*What the task requires*
Could the whole of the data below be written out verbatim?

◇ ◇ ◇ ◇

PR #1632, opened 2026-07-20
Copy file paths as text from the thumbnail grid

ludekvodicka:
## What

`DkThumbScene::copySelected()` (thumbnail grid → *Copy* / `Ctrl+C`) put the selected files on the clipboard only as URLs. This also adds the file paths as newline-separated plain text, so a grid selection can be pasted into a terminal, an editor, or any text target.

## Why

The viewport *Copy* already copies the file path as text (since "change edit/copy to always copy the file path"), but the thumbnail grid did not — pasting a grid selection into a plain-text target produced nothing. This aligns the grid with the viewport.

## Change

One line in `ImageLounge/src/DkGui/DkThumbsWidgets.cpp`, in `copySelected()`:

```cpp
mimeData->setUrls(urls);
mimeData->setText(fileList.join("\n"));   // added
```

The URLs are unchanged, so pasting the selection as files (Explorer, mail, and nomacs' own paste handler, which reads `hasUrls()`) keeps working; the added text is only used by targets that want text.

## Testing

Built and run on Windows (MSVC 2022, Qt 6.11.1). Selecting images in the thumbnail view and pressing `Ctrl+C` now places the newline-separated file paths on the clipboard as text (verified by reading the clipboard back), in addition to the file URLs. As noted in review, this is worth checking on other file managers / OSes and against nomacs' own paste handlers.

### DIFF
--- a/ImageLounge/src/DkGui/DkThumbsWidgets.cpp
+++ b/ImageLounge/src/DkGui/DkThumbsWidgets.cpp
@@ -1751,6 +1751,7 @@ void DkThumbScene::copySelected() const
 
     auto *mimeData = new QMimeData();
     mimeData->setUrls(urls);
+    mimeData->setText(fileList.join("\n"));
 
     QApplication::clipboard()->setMimeData(mimeData);
 }


scrubbbbs:
I don't understand why this is needed. Do you have any concrete example? I tested with several terminal programs and editors and they all pasted the plain text, not the URL.

`DkViewPort::copyImagePath()` sets both URL and plain text MIME data, the receiving program chooses which one to use. Some programs have a "Paste as Plain Text" (Ctrl+Shift+V) specifically for this purpose.

The greater issue seems to be that copy path on the thumb grid vs viewport behaves differently. The former does not include plain text so it always pastes as a URL. This one line change fixes the problem:

```diff
--- ImageLounge/src/DkGui/DkThumbsWidgets.cpp
+++ ImageLounge/src/DkGui/DkThumbsWidgets.cpp
@@ -1753,2 +1753,3 @@ void DkThumbScene::copySelected() const
     mimeData->setUrls(urls);
+    mimeData->setText(fileList.join("\n"));
 ```
That needs to be tested on different file managers, OS etc and nomacs own paste handlers to verify it is a valid fix, but I believe it will be.

ludekvodicka:
Sorry for the noise on this one. I was on an older build where *Copy* did not put the path on the clipboard, and I implemented this right after checking out, without testing against current master — where *Copy* already copies the file path. You're right that the viewport action was redundant.

I've repurposed this PR to the actual gap you pointed out: `DkThumbScene::copySelected()` only set the file URLs, so a grid selection never pasted as a path. It now also sets the newline-separated paths as text, matching the viewport. The URLs are untouched, so file-paste (and nomacs' own `hasUrls()`-based paste handler) still works. Verified on Windows; as you said, it's worth checking across file managers / OSes too.

scrubbbbs:
I am just curious is AI writing everything or just the PR text? Because that is a lot more detail that we are used to for something simple.

ludekvodicka:
> I am just curious is AI writing everything or just the PR text? Because that is a lot more detail that we are used to for something simple.

It’s my custom Claude Code agent that helps me with my work. I give it a draft or concept, and it helps me fill in all the necessary information, improve the English, and so on. :-)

◇ ◇ ◇ ◇

*Worked solution*
PR #1632, opened 2026-07-20
Copy file paths as text from the thumbnail grid

ludekvodicka:
## What

`DkThumbScene::copySelected()` (thumbnail grid → *Copy* / `Ctrl+C`) put the selected files on the clipboard only as URLs. This also adds the file paths as newline-separated plain text, so a grid selection can be pasted into a terminal, an editor, or any text target.

## Why

The viewport *Copy* already copies the file path as text (since "change edit/copy to always copy the file path"), but the thumbnail grid did not — pasting a grid selection into a plain-text target produced nothing. This aligns the grid with the viewport.

## Change

One line in `ImageLounge/src/DkGui/DkThumbsWidgets.cpp`, in `copySelected()`:

```cpp
mimeData->setUrls(urls);
mimeData->setText(fileList.join("\n"));   // added
```

The URLs are unchanged, so pasting the selection as files (Explorer, mail, and nomacs' own paste handler, which reads `hasUrls()`) keeps working; the added text is only used by targets that want text.

## Testing

Built and run on Windows (MSVC 2022, Qt 6.11.1). Selecting images in the thumbnail view and pressing `Ctrl+C` now places the newline-separated file paths on the clipboard as text (verified by reading the clipboard back), in addition to the file URLs. As noted in review, this is worth checking on other file managers / OSes and against nomacs' own paste handlers.

### DIFF
--- a/ImageLounge/src/DkGui/DkThumbsWidgets.cpp
+++ b/ImageLounge/src/DkGui/DkThumbsWidgets.cpp
@@ -1751,6 +1751,7 @@ void DkThumbScene::copySelected() const
 
     auto *mimeData = new QMimeData();
     mimeData->setUrls(urls);
+    mimeData->setText(fileList.join("\n"));
 
     QApplication::clipboard()->setMimeData(mimeData);
 }


scrubbbbs:
I don't understand why this is needed. Do you have any concrete example? I tested with several terminal programs and editors and they all pasted the plain text, not the URL.

`DkViewPort::copyImagePath()` sets both URL and plain text MIME data, the receiving program chooses which one to use. Some programs have a "Paste as Plain Text" (Ctrl+Shift+V) specifically for this purpose.

The greater issue seems to be that copy path on the thumb grid vs viewport behaves differently. The former does not include plain text so it always pastes as a URL. This one line change fixes the problem:

```diff
--- ImageLounge/src/DkGui/DkThumbsWidgets.cpp
+++ ImageLounge/src/DkGui/DkThumbsWidgets.cpp
@@ -1753,2 +1753,3 @@ void DkThumbScene::copySelected() const
     mimeData->setUrls(urls);
+    mimeData->setText(fileList.join("\n"));
 ```
That needs to be tested on different file managers, OS etc and nomacs own paste handlers to verify it is a valid fix, but I believe it will be.

ludekvodicka:
Sorry for the noise on this one. I was on an older build where *Copy* did not put the path on the clipboard, and I implemented this right after checking out, without testing against current master — where *Copy* already copies the file path. You're right that the viewport action was redundant.

I've repurposed this PR to the actual gap you pointed out: `DkThumbScene::copySelected()` only set the file URLs, so a grid selection never pasted as a path. It now also sets the newline-separated paths as text, matching the viewport. The URLs are untouched, so file-paste (and nomacs' own `hasUrls()`-based paste handler) still works. Verified on Windows; as you said, it's worth checking across file managers / OSes too.

scrubbbbs:
I am just curious is AI writing everything or just the PR text? Because that is a lot more detail that we are used to for something simple.

ludekvodicka:
> I am just curious is AI writing everything or just the PR text? Because that is a lot more detail that we are used to for something simple.

It’s my custom Claude Code agent that helps me with my work. I give it a draft or concept, and it helps me fill in all the necessary information, improve the English, and so on. :-)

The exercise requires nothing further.